What the exercise asks:
Lines to restate from the data below: from the one containing "PR #12934, opened 2019-11-12" to the one containing "- Start a post using Gutenberg", both included. Give them again exactly, and only them.
═══
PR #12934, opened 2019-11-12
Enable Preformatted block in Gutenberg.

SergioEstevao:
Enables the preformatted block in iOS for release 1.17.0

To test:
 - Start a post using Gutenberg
═══
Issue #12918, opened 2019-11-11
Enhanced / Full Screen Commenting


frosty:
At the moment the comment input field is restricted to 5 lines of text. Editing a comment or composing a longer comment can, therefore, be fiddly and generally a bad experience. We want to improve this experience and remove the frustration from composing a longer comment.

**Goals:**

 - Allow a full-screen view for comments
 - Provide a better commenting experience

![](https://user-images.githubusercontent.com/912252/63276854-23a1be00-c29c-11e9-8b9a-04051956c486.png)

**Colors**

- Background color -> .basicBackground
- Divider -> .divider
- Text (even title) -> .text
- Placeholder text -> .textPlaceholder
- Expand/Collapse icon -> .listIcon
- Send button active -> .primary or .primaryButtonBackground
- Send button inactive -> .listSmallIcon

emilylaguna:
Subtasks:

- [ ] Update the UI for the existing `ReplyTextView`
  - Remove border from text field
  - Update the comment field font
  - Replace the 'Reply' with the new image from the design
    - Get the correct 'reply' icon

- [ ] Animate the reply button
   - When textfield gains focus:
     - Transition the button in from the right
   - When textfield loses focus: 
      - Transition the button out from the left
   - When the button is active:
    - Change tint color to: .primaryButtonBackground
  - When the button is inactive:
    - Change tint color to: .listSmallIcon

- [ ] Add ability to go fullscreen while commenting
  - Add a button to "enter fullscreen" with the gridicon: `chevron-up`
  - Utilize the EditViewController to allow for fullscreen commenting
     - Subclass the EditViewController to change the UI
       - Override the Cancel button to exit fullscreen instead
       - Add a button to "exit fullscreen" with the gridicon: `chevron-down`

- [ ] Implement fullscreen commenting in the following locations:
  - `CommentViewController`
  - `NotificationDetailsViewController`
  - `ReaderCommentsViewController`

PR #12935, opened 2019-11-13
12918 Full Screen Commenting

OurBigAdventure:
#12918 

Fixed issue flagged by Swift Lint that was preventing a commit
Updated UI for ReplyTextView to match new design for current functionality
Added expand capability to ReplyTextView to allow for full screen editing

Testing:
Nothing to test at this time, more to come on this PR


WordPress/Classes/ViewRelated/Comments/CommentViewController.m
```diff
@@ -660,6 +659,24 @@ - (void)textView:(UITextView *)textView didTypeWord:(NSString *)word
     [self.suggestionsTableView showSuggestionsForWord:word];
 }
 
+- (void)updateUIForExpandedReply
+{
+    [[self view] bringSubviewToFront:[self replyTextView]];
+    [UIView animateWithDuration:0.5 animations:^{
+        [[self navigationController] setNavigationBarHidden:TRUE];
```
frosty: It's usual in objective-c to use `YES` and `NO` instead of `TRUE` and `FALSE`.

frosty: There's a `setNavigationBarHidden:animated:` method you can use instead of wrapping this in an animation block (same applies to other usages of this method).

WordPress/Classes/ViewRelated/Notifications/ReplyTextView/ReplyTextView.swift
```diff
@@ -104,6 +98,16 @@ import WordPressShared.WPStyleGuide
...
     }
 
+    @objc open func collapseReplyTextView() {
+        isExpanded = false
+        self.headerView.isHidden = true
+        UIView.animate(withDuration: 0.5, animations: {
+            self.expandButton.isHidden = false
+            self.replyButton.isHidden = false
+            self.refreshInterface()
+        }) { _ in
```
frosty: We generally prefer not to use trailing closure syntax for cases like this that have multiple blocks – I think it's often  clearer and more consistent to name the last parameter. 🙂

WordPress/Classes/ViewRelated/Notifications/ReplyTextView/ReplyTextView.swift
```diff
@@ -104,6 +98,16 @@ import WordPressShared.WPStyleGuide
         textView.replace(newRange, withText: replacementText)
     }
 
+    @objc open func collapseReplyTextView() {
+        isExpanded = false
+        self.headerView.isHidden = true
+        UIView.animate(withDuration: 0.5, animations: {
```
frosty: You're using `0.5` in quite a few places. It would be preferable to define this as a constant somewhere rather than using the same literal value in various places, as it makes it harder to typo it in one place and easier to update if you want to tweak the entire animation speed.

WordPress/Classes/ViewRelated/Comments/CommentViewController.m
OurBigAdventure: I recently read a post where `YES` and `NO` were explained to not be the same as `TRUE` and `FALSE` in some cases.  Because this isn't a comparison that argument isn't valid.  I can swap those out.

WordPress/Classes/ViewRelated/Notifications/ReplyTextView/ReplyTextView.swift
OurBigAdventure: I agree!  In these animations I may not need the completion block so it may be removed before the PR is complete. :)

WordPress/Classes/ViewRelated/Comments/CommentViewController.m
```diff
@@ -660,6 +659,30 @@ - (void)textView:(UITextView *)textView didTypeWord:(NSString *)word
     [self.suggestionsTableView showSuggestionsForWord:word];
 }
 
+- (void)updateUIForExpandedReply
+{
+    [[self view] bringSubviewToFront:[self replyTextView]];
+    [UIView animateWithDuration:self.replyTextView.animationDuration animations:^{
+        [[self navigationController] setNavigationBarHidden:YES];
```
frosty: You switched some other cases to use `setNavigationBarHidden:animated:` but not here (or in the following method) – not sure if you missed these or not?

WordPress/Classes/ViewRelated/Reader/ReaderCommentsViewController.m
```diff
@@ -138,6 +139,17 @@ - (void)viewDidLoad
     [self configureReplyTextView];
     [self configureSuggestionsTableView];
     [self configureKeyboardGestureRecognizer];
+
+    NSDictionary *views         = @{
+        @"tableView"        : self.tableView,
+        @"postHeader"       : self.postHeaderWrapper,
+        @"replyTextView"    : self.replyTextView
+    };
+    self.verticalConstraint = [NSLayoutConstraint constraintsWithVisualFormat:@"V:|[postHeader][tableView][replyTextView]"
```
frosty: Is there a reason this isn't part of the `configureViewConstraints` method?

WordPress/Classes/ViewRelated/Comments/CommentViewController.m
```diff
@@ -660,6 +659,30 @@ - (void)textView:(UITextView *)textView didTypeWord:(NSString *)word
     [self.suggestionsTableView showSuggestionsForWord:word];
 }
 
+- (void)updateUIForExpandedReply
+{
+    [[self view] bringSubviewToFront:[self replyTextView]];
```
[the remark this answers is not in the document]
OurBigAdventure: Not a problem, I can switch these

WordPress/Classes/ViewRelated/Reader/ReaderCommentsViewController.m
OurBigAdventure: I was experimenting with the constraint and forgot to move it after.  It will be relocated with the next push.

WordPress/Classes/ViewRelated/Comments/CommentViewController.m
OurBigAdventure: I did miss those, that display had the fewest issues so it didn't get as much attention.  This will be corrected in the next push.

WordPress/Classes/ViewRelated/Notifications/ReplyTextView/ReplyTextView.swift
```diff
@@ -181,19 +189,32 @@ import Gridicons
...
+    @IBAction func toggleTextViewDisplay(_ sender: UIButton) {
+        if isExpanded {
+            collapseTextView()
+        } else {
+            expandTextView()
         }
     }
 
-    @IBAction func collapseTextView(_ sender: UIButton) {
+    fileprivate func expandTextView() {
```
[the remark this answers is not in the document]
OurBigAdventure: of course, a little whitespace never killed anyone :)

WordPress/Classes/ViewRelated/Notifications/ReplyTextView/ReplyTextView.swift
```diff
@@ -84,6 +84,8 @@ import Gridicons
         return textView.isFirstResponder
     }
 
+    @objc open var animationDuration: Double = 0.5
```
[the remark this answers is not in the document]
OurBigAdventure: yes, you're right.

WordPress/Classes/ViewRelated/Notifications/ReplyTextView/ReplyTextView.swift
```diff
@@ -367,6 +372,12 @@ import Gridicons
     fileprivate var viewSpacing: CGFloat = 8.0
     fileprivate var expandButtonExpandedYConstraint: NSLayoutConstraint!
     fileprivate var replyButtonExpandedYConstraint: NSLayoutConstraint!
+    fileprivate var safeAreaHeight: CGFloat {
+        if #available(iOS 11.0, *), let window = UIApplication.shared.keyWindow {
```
═══
Result:
PR #12934, opened 2019-11-12
Enable Preformatted block in Gutenberg.

SergioEstevao:
Enables the preformatted block in iOS for release 1.17.0

To test:
 - Start a post using Gutenberg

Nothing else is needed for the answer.